Stored items
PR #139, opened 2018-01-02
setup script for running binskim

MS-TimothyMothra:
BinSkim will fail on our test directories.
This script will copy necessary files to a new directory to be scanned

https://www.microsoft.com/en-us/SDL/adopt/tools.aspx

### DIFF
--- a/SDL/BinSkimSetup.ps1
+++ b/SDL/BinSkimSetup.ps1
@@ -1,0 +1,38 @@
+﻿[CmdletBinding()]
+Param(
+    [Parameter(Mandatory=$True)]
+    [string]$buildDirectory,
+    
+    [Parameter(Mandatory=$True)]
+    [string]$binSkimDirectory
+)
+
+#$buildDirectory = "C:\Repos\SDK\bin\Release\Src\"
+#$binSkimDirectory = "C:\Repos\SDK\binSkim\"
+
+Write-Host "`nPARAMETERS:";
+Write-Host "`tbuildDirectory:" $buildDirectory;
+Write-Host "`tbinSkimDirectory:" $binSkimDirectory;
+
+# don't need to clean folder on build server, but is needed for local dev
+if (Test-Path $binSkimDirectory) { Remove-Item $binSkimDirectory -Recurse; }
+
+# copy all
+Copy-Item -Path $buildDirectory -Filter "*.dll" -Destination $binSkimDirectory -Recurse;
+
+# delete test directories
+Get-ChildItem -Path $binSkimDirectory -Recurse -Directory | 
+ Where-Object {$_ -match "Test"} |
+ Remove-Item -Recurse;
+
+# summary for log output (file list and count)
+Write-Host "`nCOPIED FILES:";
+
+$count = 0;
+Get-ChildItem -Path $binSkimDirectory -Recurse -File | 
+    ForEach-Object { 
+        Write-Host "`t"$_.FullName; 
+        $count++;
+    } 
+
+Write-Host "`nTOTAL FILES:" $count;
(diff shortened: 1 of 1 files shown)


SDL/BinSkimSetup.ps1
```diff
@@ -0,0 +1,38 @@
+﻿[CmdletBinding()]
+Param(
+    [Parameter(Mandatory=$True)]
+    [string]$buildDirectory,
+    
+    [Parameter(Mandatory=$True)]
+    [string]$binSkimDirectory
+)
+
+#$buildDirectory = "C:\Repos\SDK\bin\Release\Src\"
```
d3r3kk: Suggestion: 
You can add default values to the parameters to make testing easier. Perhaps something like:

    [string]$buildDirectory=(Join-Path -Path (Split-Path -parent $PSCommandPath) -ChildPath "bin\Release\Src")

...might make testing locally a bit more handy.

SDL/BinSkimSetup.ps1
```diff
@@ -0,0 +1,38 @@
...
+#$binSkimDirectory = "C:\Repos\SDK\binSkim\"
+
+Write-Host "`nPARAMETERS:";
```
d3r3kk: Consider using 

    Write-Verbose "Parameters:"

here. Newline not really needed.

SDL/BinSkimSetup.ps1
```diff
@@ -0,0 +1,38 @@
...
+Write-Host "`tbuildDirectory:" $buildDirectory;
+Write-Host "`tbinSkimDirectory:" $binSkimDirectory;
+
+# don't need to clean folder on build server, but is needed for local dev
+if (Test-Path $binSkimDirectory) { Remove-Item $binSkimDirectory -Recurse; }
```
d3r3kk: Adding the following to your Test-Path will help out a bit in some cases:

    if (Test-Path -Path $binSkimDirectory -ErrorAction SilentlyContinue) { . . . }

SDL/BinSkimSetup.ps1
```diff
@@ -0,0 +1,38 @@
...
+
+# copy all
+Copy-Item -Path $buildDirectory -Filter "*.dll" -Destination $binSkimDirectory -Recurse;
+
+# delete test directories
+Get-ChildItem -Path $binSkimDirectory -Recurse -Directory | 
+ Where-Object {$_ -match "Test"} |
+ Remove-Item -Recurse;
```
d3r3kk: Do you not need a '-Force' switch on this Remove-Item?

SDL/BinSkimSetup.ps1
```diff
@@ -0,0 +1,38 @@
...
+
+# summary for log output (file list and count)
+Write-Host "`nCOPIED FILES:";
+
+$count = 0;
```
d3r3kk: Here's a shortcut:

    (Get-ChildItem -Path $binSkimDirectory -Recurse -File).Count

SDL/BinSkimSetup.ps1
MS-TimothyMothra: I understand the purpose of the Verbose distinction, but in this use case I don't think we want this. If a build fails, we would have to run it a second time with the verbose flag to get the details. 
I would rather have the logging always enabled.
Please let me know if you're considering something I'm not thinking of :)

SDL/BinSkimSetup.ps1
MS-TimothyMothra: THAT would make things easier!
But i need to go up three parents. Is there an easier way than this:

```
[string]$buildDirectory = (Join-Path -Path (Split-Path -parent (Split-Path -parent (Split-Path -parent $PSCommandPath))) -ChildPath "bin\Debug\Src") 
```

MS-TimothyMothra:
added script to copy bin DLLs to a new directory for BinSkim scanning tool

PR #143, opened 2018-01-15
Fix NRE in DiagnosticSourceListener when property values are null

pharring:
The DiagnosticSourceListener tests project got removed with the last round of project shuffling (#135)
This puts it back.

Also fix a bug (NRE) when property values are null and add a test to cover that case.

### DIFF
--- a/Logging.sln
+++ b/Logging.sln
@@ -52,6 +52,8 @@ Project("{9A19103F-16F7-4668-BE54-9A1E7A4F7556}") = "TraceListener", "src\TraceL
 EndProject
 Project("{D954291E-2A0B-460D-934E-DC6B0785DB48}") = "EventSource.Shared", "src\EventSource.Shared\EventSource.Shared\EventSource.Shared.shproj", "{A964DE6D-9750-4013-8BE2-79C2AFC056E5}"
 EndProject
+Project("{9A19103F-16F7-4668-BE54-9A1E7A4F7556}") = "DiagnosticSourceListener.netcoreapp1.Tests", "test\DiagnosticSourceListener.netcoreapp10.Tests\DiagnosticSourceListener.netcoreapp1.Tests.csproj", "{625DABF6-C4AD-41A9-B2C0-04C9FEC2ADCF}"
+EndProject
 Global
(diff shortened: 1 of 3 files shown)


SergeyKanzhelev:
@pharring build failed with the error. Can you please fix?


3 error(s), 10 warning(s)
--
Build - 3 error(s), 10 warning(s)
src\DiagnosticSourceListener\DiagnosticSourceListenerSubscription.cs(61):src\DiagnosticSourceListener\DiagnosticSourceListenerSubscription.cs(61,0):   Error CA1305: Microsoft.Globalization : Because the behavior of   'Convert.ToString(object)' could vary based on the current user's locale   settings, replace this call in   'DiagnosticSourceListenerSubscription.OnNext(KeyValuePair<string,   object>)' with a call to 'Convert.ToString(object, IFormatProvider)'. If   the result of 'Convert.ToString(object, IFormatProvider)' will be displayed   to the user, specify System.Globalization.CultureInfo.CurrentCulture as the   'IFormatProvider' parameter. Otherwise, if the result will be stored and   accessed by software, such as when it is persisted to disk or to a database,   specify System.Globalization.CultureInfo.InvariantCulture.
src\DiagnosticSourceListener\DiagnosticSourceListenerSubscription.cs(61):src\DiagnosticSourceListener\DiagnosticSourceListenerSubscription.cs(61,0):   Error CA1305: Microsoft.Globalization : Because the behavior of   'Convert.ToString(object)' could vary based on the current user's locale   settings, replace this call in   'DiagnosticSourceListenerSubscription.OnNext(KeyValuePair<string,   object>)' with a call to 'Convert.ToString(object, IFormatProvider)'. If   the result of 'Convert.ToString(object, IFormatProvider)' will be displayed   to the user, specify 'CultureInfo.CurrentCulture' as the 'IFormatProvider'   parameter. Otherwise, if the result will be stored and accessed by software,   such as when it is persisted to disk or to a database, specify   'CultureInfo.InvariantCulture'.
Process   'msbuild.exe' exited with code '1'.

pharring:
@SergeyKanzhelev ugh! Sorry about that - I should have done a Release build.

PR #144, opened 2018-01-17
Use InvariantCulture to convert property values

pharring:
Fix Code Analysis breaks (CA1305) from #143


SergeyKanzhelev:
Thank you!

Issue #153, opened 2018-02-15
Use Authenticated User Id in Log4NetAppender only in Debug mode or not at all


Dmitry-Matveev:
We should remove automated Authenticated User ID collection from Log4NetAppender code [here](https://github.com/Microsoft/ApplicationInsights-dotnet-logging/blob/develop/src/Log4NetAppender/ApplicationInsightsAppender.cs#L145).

:: TASK DETAILS ::
Your answer should be every line above that contains the word "Join".

:: REPLY ::
    [string]$buildDirectory=(Join-Path -Path (Split-Path -parent $PSCommandPath) -ChildPath "bin\Release\Src")
[string]$buildDirectory = (Join-Path -Path (Split-Path -parent (Split-Path -parent (Split-Path -parent $PSCommandPath))) -ChildPath "bin\Debug\Src") 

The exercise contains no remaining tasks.